标题： $C^*$-fermi systems and detailed balance

摘要： 关于张量积的$\mathbb Z_2$-分次$*$-代数以及$\mathbb Z_2$-分次$C^*$-代数的产品和对角态，建立了一个系统的理论。 作为实现这一目标的初步步骤，我们提供了$\mathbb Z_2$-分次$C^*$-代数的{\it 任意子$C^*$-张量乘积}的构造。 随后研究了冯诺依曼代数之间正线性映射的扭曲对偶，并将其应用于解决无限费米格子上的正性问题。 最后，这些结果用于在具有类型$\mathbb Z_2$分级的一般$C^*$系统中定义费米子详细平衡（该定义包括通常张量积的特殊情况），通过将此类系统视为复合系统的一部分，并利用对角态。 显示英文摘要

摘要： A systematic theory of product and diagonal states is developed for tensor products of $\mathbb Z_2$-graded $*$-algebras, as well as $\mathbb Z_2$-graded $C^*$-algebras.
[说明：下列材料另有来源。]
PR #1733, opened 2026-04-28
Move otlp proto jar updates into a script

benty-amzn:
### Description
Move otlp updates into a script since they're not part of a normal build and don't belong in the Makefile

### How has this been tested?

Ran the script locally; passed and afterwards `git status` shows `modified:   test/gen/opentelemetry-gen-classes.jar`

---


apangin:
Thanks. I like the idea of scripting the download of the latest OTLP release.
However, creating pull requests automatically is an overkill, and it will not work anyway. If the schema changes, the code and the tests will require corresponding adjustments. I suggest not to make a workflow but to leave it as a separate script for running manually.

As a preliminary step to achieve this goal, we provide the construction of a {\it fermionic $C^*$-tensor product} of $\mathbb Z_2$-graded $C^*$-algebras. Twisted duals of positive linear maps between von Neumann algebras are then studied, and applied to solve a positivity problem on the infinite Fermi lattice. Lastly, these results are used to define fermionic detailed balance (which includes the definition for the usual tensor product as a particular case) in general $C^*$-systems with gradation of type $\mathbb Z_2$, by viewing such a system as part of a compound system and making use of a diagonal state.